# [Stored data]
PR #1071, opened 2024-03-05
Create package.json

mechatroniks-git:
Allows for easy platform.io platform_packages to be used. 

See https://community.platformio.org/t/upgrading-individual-platform-packages/31731/4

### DIFF
--- a/megaavr/package.json
+++ b/megaavr/package.json
@@ -1,0 +1,15 @@
+{
+  "name": "framework-arduino-megaavr-megatinycore",
+  "version": "2.6.10",
+  "description": "Arduino Wiring-based Framework for Microchip tinyAVR 0-series and 1-series chips (megaTinyCore)",
+  "keywords": [
+    "framework",
+    "arduino",
+    "microchip",
+    "tinyAVR"
+  ],
+  "repository": {
+    "type": "git",
+    "url": "https://github.com/SpenceKonde/megaTinyCore"
+  }
+}


SpenceKonde:
Why is this pointing towards your git? 

Please link to where the platform.json is documented so that I can construct a correct one that does not rely on external resources.

I can't move ahead with anything that relies on an personal account that is not my own, as in the future you could be compromised and the content replaced with malicious content, which I would then be tarred and feathered for. Or you could vanish and I could be flooded with support inquiries asking when it was fixed and could only say "Don't know, I don't know what he did, and he vanished", since I don't know shit about pio (which I gather this is for - I was looking into how to add this file myself a few days ago.

SpenceKonde:
Does this file get deleted from the board manager install packages or not? 


(when I do a board manager release, I use a script that (as of more recently than the last release was actually done) pulls the repo, uncompresses it, deletes the gargantuan uncompressable image files from megaavr/extras (which is also where the documentation is, while leaving in place compact image files (just based on file type, as it happens that the gigantic files I don't want in the board manager downloads all have the same file extension and similar names), moves everything up a folder level because Arduino needs that for board manager, then performs some crude edits to the platform.txt (it changes the path of the SerialUPDI upload to where board manager installs it, rather than where a sane person would manually place it. Repo points towards the sane location for development with manual installation, whereas the releases have that corrected.)


Is there a way to point them to the github zip file of the most recent release? It is not unusual for the repo to spend a long time between releases like, totally busted as I tackle a major change, (which was started intentionally only after doing a release, since I knew it was going to potentially hose things for a while). Automatic installs are meant to just work, so I only want to use actual releases for that (hell, my track record with those is nothing to write home about, except maybe to complain, but it's miles better than the repo itself.),

SpenceKonde:
Can you please clarify these points? I know there are a lot of PIO people who would like a feature like this, I hate getting questions from them that I can't answer so anything that will make fewer people complain about installation problems, and more people use a version from the modern era, instead of versions of the core that are so old that I was writing the documentation in hieroglyphics, that's a good thing. The PIO users are either extremely numerous, or the world's squeakiest wheels.

mechatroniks-git:
Apologies for switching to my git, was trying to pull it from there. It's been reverted.

To the best of my knowledge, all we need to do is include the (corrected) package.json so that platform.io can pull it from github, as opposed to 2.6.7 which they have in their package. Then the platformio user brings in the github version using [platform packages](https://docs.platformio.org/en/latest/projectconf/sections/env/options/platform/platform_packages.html).

I don't think it needs to be in the boards manager install package, as platform.io doesn't really use anything from Arduino. 

platform_packages looks like it can pull from a commit or from a zip, an example I found [here](https://community.platformio.org/t/platform-packages-not-installing-when-using-git-reference/27048):
`platform = https://github.com/tasmota/platform-espressif32/releases/download/v2.0.3rc1/platform-espressif32-2.0.3.zip`

or a [release](https://community.platformio.org/t/using-specific-version-of-esp-idf-and-arduino-esp32-causes-in-a-include-error/21155/10)
`platform_packages = framework-arduinoespressif32@https://github.com/espressif/arduino-esp32.git#idf-release/v3.3`

SpenceKonde:
Great, thanks. It will be done on all cores from the next release.

coupla questions

So, SerialUPDI as you may know has a dependance on python (specifically python3); it's one of the "tools" that we install when installed via arduino ide board manager). How should I deal with that dependance for SerialUPDI? Just document that python3 must be in the path if they want to use SerialUPDI? (that means separate release file for PIO, of course, as the other two cases will have it in a specific place given as the full path after Arduino does it's substitution on platform.txt) Rip out SerialUPDI entirely? 

Also, what is the directory structure supposed to be? ("the same as Arduino" does not answer this question, because it does not uniquely identify a directory structure, because it's different when installed via board manager and manually.... 

Do you happen to have a paragraph I could insert into the installation documentation to explain to to the platformio'ers how that json file gets used and what they need to do?

mechatroniks-git:
Yeah, I can create an example structure and docs for this. But essentially, it is a straightforward platformio project, add libraries and modify the `platformio.ini` file something like this below - which references the same python that Arduino calls. 

```
; PlatformIO Project Configuration File
;
;   Build options: build flags, source filter
;   Upload options: custom upload port, speed and extra flags
;   Library options: dependencies, extra library storages
;   Advanced options: extra scripting
;
; Please visit documentation for the other options and examples
; https://docs.platformio.org/page/projectconf.html

[env:ATtiny1624]
platform = atmelmegaavr
framework = arduino
board = ATtiny3227
board_hardware.oscillator = internal
board_build.f_cpu = 10000000L
board_hardware.bod = disabled
board_hardware.eesave = yes
board_hardware.rstpin = updi
upload_protocol = custom
upload_speed = 230400
upload_port = /dev/cu.SLAB_USBtoUART
build_flags = -DMILLIS_USE_TIMERB0=1
upload_flags =
	--tool
	uart
	--uart
	$UPLOAD_PORT
	--clk
	$UPLOAD_SPEED
	--device
	$BOARD
upload_command = 
C:/Users/winpc/AppData/Local/Arduino15/packages/megaTinyCore/hardware/megaavr/2.5.11/python -u C:/Users/winpc/AppData/Local/Arduino15/packages/megaTinyCore/hardware/megaavr/2.5.11/tools/libs/pymcuprog/prog.py $UPLOAD_FLAGS -wd 1 --fuses 0:0b00000000 2:0x02 6:0x04 7:0x00 8:0x00 -f $SOURCE -a write -v
```

In this file, I'll also add in a platform_packages call to override the 2.6.7 megatinycore that platformio still uses.

SpenceKonde:
Well how will we know if python is present?l amd where? We only know on
windows systems because we tell board manager to install this standalone
package Co training pyhton..... What if there is no python installed on the
system? What if it is the wrong version?

Sorry for all the questions s and confusion. I don't k ow jack shit about
platform io other Tham thst they users are loud and complainy
____________
Spence Konde
Azzy’S Electronics

Contact: ***@***.***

# [TASK ITEM]
Copy down every record, keeping each one exact.

# [OUTPUT FOR THIS TASK]
PR #1071, opened 2024-03-05
Create package.json

mechatroniks-git:
Allows for easy platform.io platform_packages to be used. 

See https://community.platformio.org/t/upgrading-individual-platform-packages/31731/4

### DIFF
--- a/megaavr/package.json
+++ b/megaavr/package.json
@@ -1,0 +1,15 @@
+{
+  "name": "framework-arduino-megaavr-megatinycore",
+  "version": "2.6.10",
+  "description": "Arduino Wiring-based Framework for Microchip tinyAVR 0-series and 1-series chips (megaTinyCore)",
+  "keywords": [
+    "framework",
+    "arduino",
+    "microchip",
+    "tinyAVR"
+  ],
+  "repository": {
+    "type": "git",
+    "url": "https://github.com/SpenceKonde/megaTinyCore"
+  }
+}


SpenceKonde:
Why is this pointing towards your git? 

Please link to where the platform.json is documented so that I can construct a correct one that does not rely on external resources.

I can't move ahead with anything that relies on an personal account that is not my own, as in the future you could be compromised and the content replaced with malicious content, which I would then be tarred and feathered for. Or you could vanish and I could be flooded with support inquiries asking when it was fixed and could only say "Don't know, I don't know what he did, and he vanished", since I don't know shit about pio (which I gather this is for - I was looking into how to add this file myself a few days ago.

SpenceKonde:
Does this file get deleted from the board manager install packages or not? 


(when I do a board manager release, I use a script that (as of more recently than the last release was actually done) pulls the repo, uncompresses it, deletes the gargantuan uncompressable image files from megaavr/extras (which is also where the documentation is, while leaving in place compact image files (just based on file type, as it happens that the gigantic files I don't want in the board manager downloads all have the same file extension and similar names), moves everything up a folder level because Arduino needs that for board manager, then performs some crude edits to the platform.txt (it changes the path of the SerialUPDI upload to where board manager installs it, rather than where a sane person would manually place it. Repo points towards the sane location for development with manual installation, whereas the releases have that corrected.)


Is there a way to point them to the github zip file of the most recent release? It is not unusual for the repo to spend a long time between releases like, totally busted as I tackle a major change, (which was started intentionally only after doing a release, since I knew it was going to potentially hose things for a while). Automatic installs are meant to just work, so I only want to use actual releases for that (hell, my track record with those is nothing to write home about, except maybe to complain, but it's miles better than the repo itself.),

SpenceKonde:
Can you please clarify these points? I know there are a lot of PIO people who would like a feature like this, I hate getting questions from them that I can't answer so anything that will make fewer people complain about installation problems, and more people use a version from the modern era, instead of versions of the core that are so old that I was writing the documentation in hieroglyphics, that's a good thing. The PIO users are either extremely numerous, or the world's squeakiest wheels.

mechatroniks-git:
Apologies for switching to my git, was trying to pull it from there. It's been reverted.

To the best of my knowledge, all we need to do is include the (corrected) package.json so that platform.io can pull it from github, as opposed to 2.6.7 which they have in their package. Then the platformio user brings in the github version using [platform packages](https://docs.platformio.org/en/latest/projectconf/sections/env/options/platform/platform_packages.html).

I don't think it needs to be in the boards manager install package, as platform.io doesn't really use anything from Arduino. 

platform_packages looks like it can pull from a commit or from a zip, an example I found [here](https://community.platformio.org/t/platform-packages-not-installing-when-using-git-reference/27048):
`platform = https://github.com/tasmota/platform-espressif32/releases/download/v2.0.3rc1/platform-espressif32-2.0.3.zip`

or a [release](https://community.platformio.org/t/using-specific-version-of-esp-idf-and-arduino-esp32-causes-in-a-include-error/21155/10)
`platform_packages = framework-arduinoespressif32@https://github.com/espressif/arduino-esp32.git#idf-release/v3.3`

SpenceKonde:
Great, thanks. It will be done on all cores from the next release.

coupla questions

So, SerialUPDI as you may know has a dependance on python (specifically python3); it's one of the "tools" that we install when installed via arduino ide board manager). How should I deal with that dependance for SerialUPDI? Just document that python3 must be in the path if they want to use SerialUPDI? (that means separate release file for PIO, of course, as the other two cases will have it in a specific place given as the full path after Arduino does it's substitution on platform.txt) Rip out SerialUPDI entirely? 

Also, what is the directory structure supposed to be? ("the same as Arduino" does not answer this question, because it does not uniquely identify a directory structure, because it's different when installed via board manager and manually.... 

Do you happen to have a paragraph I could insert into the installation documentation to explain to to the platformio'ers how that json file gets used and what they need to do?

mechatroniks-git:
Yeah, I can create an example structure and docs for this. But essentially, it is a straightforward platformio project, add libraries and modify the `platformio.ini` file something like this below - which references the same python that Arduino calls. 

```
; PlatformIO Project Configuration File
;
;   Build options: build flags, source filter
;   Upload options: custom upload port, speed and extra flags
;   Library options: dependencies, extra library storages
;   Advanced options: extra scripting
;
; Please visit documentation for the other options and examples
; https://docs.platformio.org/page/projectconf.html

[env:ATtiny1624]
platform = atmelmegaavr
framework = arduino
board = ATtiny3227
board_hardware.oscillator = internal
board_build.f_cpu = 10000000L
board_hardware.bod = disabled
board_hardware.eesave = yes
board_hardware.rstpin = updi
upload_protocol = custom
upload_speed = 230400
upload_port = /dev/cu.SLAB_USBtoUART
build_flags = -DMILLIS_USE_TIMERB0=1
upload_flags =
	--tool
	uart
	--uart
	$UPLOAD_PORT
	--clk
	$UPLOAD_SPEED
	--device
	$BOARD
upload_command = 
C:/Users/winpc/AppData/Local/Arduino15/packages/megaTinyCore/hardware/megaavr/2.5.11/python -u C:/Users/winpc/AppData/Local/Arduino15/packages/megaTinyCore/hardware/megaavr/2.5.11/tools/libs/pymcuprog/prog.py $UPLOAD_FLAGS -wd 1 --fuses 0:0b00000000 2:0x02 6:0x04 7:0x00 8:0x00 -f $SOURCE -a write -v
```

In this file, I'll also add in a platform_packages call to override the 2.6.7 megatinycore that platformio still uses.

SpenceKonde:
Well how will we know if python is present?l amd where? We only know on
windows systems because we tell board manager to install this standalone
package Co training pyhton..... What if there is no python installed on the
system? What if it is the wrong version?

Sorry for all the questions s and confusion. I don't k ow jack shit about
platform io other Tham thst they users are loud and complainy
____________
Spence Konde
Azzy’S Electronics

Contact: ***@***.***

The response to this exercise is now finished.